Recently, Schefter et al. published the results of a multicenter phase I dose escalation trial for stereotactic radiotherapy of liver tumors in patients without pre-existing liver disease Citation[13]. The study was started at a level of 3×12 Gy prescribed to the PTV-enclosing 80–90%-isodose. The dose was increased in 2 Gy-increments per fraction after three patients were treated without dose limiting toxicity (DLT) or after six patients, if one experienced a DLT. The normal tissue dose constraints stated that at least 700 cm3 of normal liver tissue should receive a cumulative dose of <15 Gy and the point dose to the stomach or intestinal wall should not exceed 10 Gy/fraction. The trial was closed after treatment of 18 patients with a total of 24 targets at a level of 3×20 without reaching DLT. Despite the fact that the targets were comparable small (median CTV 18 cm3, 3–98 cm3) () the trial demonstrates the potential of further dose escalation without unacceptable toxicity. The results for local tumor control have not been published so far, probably due the short median follow-up of 7 months (4–19 months).

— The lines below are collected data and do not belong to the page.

PR #335, opened 2026-03-09
feat: migrate backend from beego to gin

vishalm0509:
# Description

- Replaced Beego HTTP stack with Gin across handlers, routing, middleware, and server startup while keeping the existing API contract and file structure.
- Migrated ORM layer from Beego ORM to GORM, including DB initialization, model/query rewrites, and runtime automigration with existing schema compatibility.

Fixes # (issue)

## Type of change

- [] New feature (non-breaking change which adds functionality)

# How Has This Been Tested?

- [ ] Scenario A
- [ ] Scenario B

# Screenshots or Recordings


server/internal/constants/constants.go
```diff
@@ -140,15 +114,30 @@ func Init() {
...
 	}
 }
 
-func checkForRequiredVariables(vars []string) {
-	for _, v := range vars {
-		value, err := config.String(v)
-		if err != nil || value == "" {
-			panic("Required config variable not found: ," + v)
+func checkForRequiredVariables() {
+	cfg := appconfig.Load()
```
vikaxsh, line 186: Init() calls appconfig.Load() at line 117 and checkForRequiredVariables() also calls here, pass cfg in the function

server/internal/database/database.go
```diff
@@ -1,99 +1,85 @@
...
-	"github.com/beego/beego/v2/server/web"
-	_ "github.com/beego/beego/v2/server/web/session/postgres" // required for session
-	_ "github.com/lib/pq"                                     // required for registering driver
+	_ "github.com/lib/pq" // required for registering driver
+	"gorm.io/driver/postgres"
+	"gorm.io/gorm"
+	gormlogger "gorm.io/gorm/logger"
 
-	"github.com/datazip-inc/olake-ui/server/internal/constants"
+	"github.com/datazip-inc/olake-ui/server/internal/appconfig"
```
vikaxsh, line 11: how can we avoid  import of appconfig in multiple packages

server/internal/models/dto/validate.go
```diff
@@ -4,28 +4,8 @@ import (
 	"fmt"
 
 	"github.com/datazip-inc/olake-ui/server/internal/constants"
-	"github.com/go-playground/validator/v10"
 )
 
-// ValidateStruct validates any struct that has `validate` tags.
-func Validate(s interface{}) error {
```
vikaxsh, line 11: don't we require this anymore?

server/internal/models/db.go
```diff
@@ -74,42 +80,47 @@ func (d *Destination) TableName() string {
...
 func (c *Catalog) TableName() string {
 	return constants.TableNameMap[constants.CatalogTable]
 }
 
 type Session struct {
-	SessionKey    string    `json:"session_key" orm:"column(session_key);pk;size(64)"`
-	SessionData   string    `json:"session_data" orm:"column(session_data);type(text)"`
-	SessionExpiry time.Time `json:"session_expiry" orm:"column(session_expiry)"`
+	SessionKey    string    `json:"session_key" gorm:"column:session_key;primaryKey;size:64"`
+	SessionData   []byte    `json:"session_data" gorm:"column:session_data;type:bytea"`
```
vikaxsh, line 123: why? Session.SessionData TEXT -> BYTEA

server/internal/models/db.go
```diff
@@ -74,42 +80,47 @@ func (d *Destination) TableName() string {
...
-	StreamsConfig    string       `json:"streams_config" orm:"type(jsonb)"`
-	State            string       `json:"state" orm:"type(jsonb)"`
-	AdvancedSettings *string      `json:"advanced_settings" orm:"column(advanced_settings);type(jsonb);null"`
-	CreatedBy        *User        `json:"created_by" orm:"rel(fk)"`
-	UpdatedBy        *User        `json:"updated_by" orm:"rel(fk)"`
-	ProjectID        string       `json:"project_id" orm:"column(project_id)"`
+	BaseModel
+	ID               int     `json:"id" gorm:"column:id;primaryKey;autoIncrement"`
+	Name             string  `json:"name" gorm:"column:name;size:100"`
+	SourceID         int     `json:"source_id" gorm:"column:source_id"`
```
vikaxsh, line 87: won't it cause any issue changing *Source -> int

server/internal/models/db.go
```diff
@@ -74,42 +80,47 @@ func (d *Destination) TableName() string {
...
-	Frequency        string       `json:"frequency"`
-	StreamsConfig    string       `json:"streams_config" orm:"type(jsonb)"`
-	State            string       `json:"state" orm:"type(jsonb)"`
-	AdvancedSettings *string      `json:"advanced_settings" orm:"column(advanced_settings);type(jsonb);null"`
-	CreatedBy        *User        `json:"created_by" orm:"rel(fk)"`
-	UpdatedBy        *User        `json:"updated_by" orm:"rel(fk)"`
-	ProjectID        string       `json:"project_id" orm:"column(project_id)"`
+	BaseModel
+	ID               int     `json:"id" gorm:"column:id;primaryKey;autoIncrement"`
+	Name             string  `json:"name" gorm:"column:name;size:100"`
```
vikaxsh, line 86: beego orm by default creates Stirng as varchar(255) in db, would it be same i goorm?
https://beegodoc.com/en-US/developing/orm/model.html#advance-usage

server/internal/services/etl/auth.go
```diff
@@ -16,13 +17,13 @@ func (s *ETLService) Login(ctx context.Context, username, password string) (*mod
 	user, err := s.db.GetUserByUsername(username)
 	if err != nil {
 		if strings.Contains(err.Error(), "no row found") {
-			return nil, fmt.Errorf("user not found: %s", err)
+			return nil, fmt.Errorf("%w: %v", constants.ErrUserNotFound, err)
```
vikaxsh: Can we use a uniform error formatting across files, such as using %w instead of %s

server/internal/services/etl/job.go
```diff
@@ -179,28 +182,16 @@ func (s *ETLService) UpdateJob(ctx context.Context, req *dto.UpdateJobRequest, p
...
-	// Start transaction
-	tx, err := s.db.BeginTx()
-	if err != nil {
-		return fmt.Errorf("failed to begin transaction: %s", err)
-	}
-	defer func() {
-		if err := tx.RollbackUnlessCommit(); err != nil {
-			logger.Errorf("failed to rollback transaction for job[%d]: %s", existingJob.ID, err)
-		}
-	}()
```
vikaxsh, line 191: Why was this removed?

server/internal/services/etl/job.go
```diff
@@ -210,30 +201,24 @@ func (s *ETLService) UpdateJob(ctx context.Context, req *dto.UpdateJobRequest, p
...
-
 	if req.AdvancedSettings != nil {
 		b, err := json.Marshal(req.AdvancedSettings)
 		if err != nil {
 			return fmt.Errorf("failed to serialise advanced_settings: %s", err)
 		}
 		updateParams["advanced_settings"] = string(b)
+	} else {
+		updateParams["advanced_settings"] = nil
 	}
```
vikaxsh, line 219: why?

server/routes/router.go
```diff
@@ -0,0 +1,70 @@
+package routes
```
vikaxsh, line 1: why have we changed file name?

server/internal/httpserver/server.go
```diff
@@ -0,0 +1,130 @@
...
+		defer cancel()
+		return s.httpServer.Shutdown(shutdownCtx)
+	case err := <-errCh:
+		return err
+	}
+}
+
+func configureMode(cfg *appconfig.Config) {
+	switch cfg.RunMode {
+	case "dev", "localdev":
```
vikaxsh: since by default run mode is dev, execution will always enter this block

server/internal/appconfig/appconfig.go
```diff
@@ -0,0 +1,80 @@
...
+	"github.com/spf13/viper"
+)
+
+type Config struct {
+	AppName               string
+	HTTPPort              string
+	RunMode               string
+	CopyRequestBody       bool
+	MaxMemory             int64
+	MaxUploadSize         int64
```
vikaxsh: aren't we using these anymore?

server/internal/database/database.go
```diff
@@ -1,99 +1,85 @@
...
-	if web.BConfig.WebConfig.Session.SessionOn {
-		web.BConfig.WebConfig.Session.SessionName = "olake-session"
-		web.BConfig.WebConfig.Session.SessionProvider = "postgresql"
-		web.BConfig.WebConfig.Session.SessionProviderConfig = uri
-		web.BConfig.WebConfig.Session.SessionCookieLifeTime = 30 * 24 * 60 * 60 // 30 days
+		return nil, fmt.Errorf("failed to connect to postgres: %s", err)
 	}
 
-	// register session user
-	gob.Register(constants.SessionUserID)
```
vikaxsh, line 49: beego version was storing session data gob-encoded bytes (BYTEA), what would happen now?

server/internal/database/destination.go
```diff
@@ -92,16 +102,18 @@ func (db *Database) UpdateDestination(destination *models.Destination) error {
 		return fmt.Errorf("failed to encrypt destination[%d] config: %s", destination.ID, err)
 	}
 	destination.Config = eConfig
-	_, err = db.ormer.Update(destination)
-	return err
+	return db.conn.Updates(destination).Error
```
vikaxsh: would it perform full column update?

server/internal/models/db.go
```diff
@@ -8,18 +8,18 @@ import (
 
 // BaseModel with common fields
 type BaseModel struct {
-	CreatedAt time.Time  `json:"created_at" orm:"column(created_at);auto_now_add;type(datetime)"`
-	UpdatedAt time.Time  `json:"updated_at" orm:"column(updated_at);auto_now;type(datetime)"`
-	DeletedAt *time.Time `json:"deleted_at,omitempty" orm:"column(deleted_at);null;type(datetime)"`
+	CreatedAt time.Time  `json:"created_at" gorm:"column:created_at;autoCreateTime"`
+	UpdatedAt time.Time  `json:"updated_at" gorm:"column:updated_at;autoUpdateTime"`
+	DeletedAt *time.Time `json:"deleted_at,omitempty" gorm:"column:deleted_at"`
```
vikaxsh, line 13: Shouldn’t we use gorm.DeletedAt here? Otherwise it’ll perform a hard delete in the DB, and methods like Find, First, etc. will stop filtering out previously deleted records (like Beego used to)

server/internal/database/job.go
```diff
@@ -214,10 +208,16 @@ func (db *Database) IsNameUniqueInProject(ctx context.Context, projectID, name s
 		return false, fmt.Errorf("invalid table type: %v", tableType)
 	}
 
-	count, err := db.ormer.QueryTableWithCtx(ctx, tableName).
-		Filter("name", name).
-		Filter("project_id", projectID).
-		Count()
+	countQuery := db.conn.Table(tableName)
+	if ctx != nil {
```
vikaxsh: when are we expecting nil ctx?

server/internal/database/project.go
```diff
@@ -34,23 +33,26 @@ func (db *Database) UpsertProjectSettingsModel(settings *models.ProjectSettings)
...
-	if err == orm.ErrNoRows {
+	existing := &models.ProjectSettings{}
+	err := db.conn.Where("project_id = ?", settings.ProjectID).First(existing).Error
+	if err != nil && err != gorm.ErrRecordNotFound {
+		return fmt.Errorf("failed to lookup project settings project_id[%s]: %s", settings.ProjectID, err)
+	}
+	if err == gorm.ErrRecordNotFound {
 		settings.ID = 0
-		if _, err := db.ormer.Insert(settings); err != nil {
+		if err := db.conn.Create(settings).Error; err != nil {
```
vikaxsh: can we eliminate 2 db calls here and use clause.OnConflict for atomic upsert and prevent race condition as well

server/internal/database/project.go
```diff
@@ -34,23 +33,26 @@ func (db *Database) UpsertProjectSettingsModel(settings *models.ProjectSettings)
...
-	}
 
-	// Record exists, update it
 	settings.ID = existing.ID
-	if _, err := db.ormer.Update(settings); err != nil {
+	if err := db.conn.Model(&models.ProjectSettings{}).
+		Where("id = ?", settings.ID).
+		Updates(map[string]any{
+			"project_id":        settings.ProjectID,
+			"webhook_alert_url": settings.WebhookAlertURL,
```
vikaxsh: why do we need a hardcoded map here? can we think of something else here?

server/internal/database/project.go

In summary the presented data and published results demonstrate a potential for lasting local control achieved by stereotactic treatment of intrahepatic malignancy. The method seems to be safe concerning both acute and late toxicity, if restrictions to normal tissue dose and patient selection are respected. Nevertheless the most appropriate dose and fractionation scheme has not been determined, yet. The presented data suggest a dose-response relation with decreased local tumor control rates, if lower doses than 3×12 Gy, normalized to the PTV-enclosing 65%-isodose (18 Gy/isocenter) are prescribed.